BEGIN

PR #472, opened 2021-12-23
(maint) Fix EXTRA_CONFIG merge behavior

sbeaulie:
Before this change if an extra config file had new keys they would get
merged to the main config but if it contained an existing key, like
'providers' it would overwrite the original config.
Adding a library 'deep_merge' to do a more natural merge, where existing keys
get sub-elements added together and arrays are combined like for the
pool configuration.
Adding spec tests around EXTRA_CONFIG as they were missing, by adding
and testing two new extra_config.yaml fixture files

### DIFF
--- a/lib/vmpooler/providers/base.rb
+++ b/lib/vmpooler/providers/base.rb
@@ -242,7 +242,7 @@ module Vmpooler
         # returns
         #   nil when successful. Raises error when encountered
         def create_template_delta_disks(_pool)
-          raise("#{self.class.name} does not implement create_template_delta_disks")
+          puts("#{self.class.name} does not implement create_template_delta_disks")
         end
 
         # inputs
--- a/lib/vmpooler.rb
+++ b/lib/vmpooler.rb
@@ -3,6 +3,7 @@
 module Vmpooler
   require 'concurrent'
   require 'date'
+  require 'deep_merge'
   require 'json'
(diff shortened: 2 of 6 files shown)


lib/vmpooler/providers/base.rb
```diff
@@ -242,7 +242,7 @@ def vm_exists?(pool_name, vm_name)
         # returns
         #   nil when successful. Raises error when encountered
         def create_template_delta_disks(_pool)
-          raise("#{self.class.name} does not implement create_template_delta_disks")
+          puts("#{self.class.name} does not implement create_template_delta_disks")
         end
```
genebean, line 246: should the delta disks stuff move to the vsphere provider?

genebean (approved):
LGTM. Feel free to merge if you are ready.

lib/vmpooler/providers/base.rb
sbeaulie: the actual implementation is in vsphere, but the manager does call it once per pool (and then marks it as done in redis). Not raising the error in the base class is what I have done for other vsphere specific method calls.

Another option would be to swallow the raised error or check that  the provider is vsphere before running it , but that would hide the base class ,ethod and I dont like it as much.

genebean: Makes sense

END

**Required work:** Each line of the listing that includes the word "genebean" should be copied out.

**Result:**
genebean, line 246: should the delta disks stuff move to the vsphere provider?
genebean (approved):
genebean: Makes sense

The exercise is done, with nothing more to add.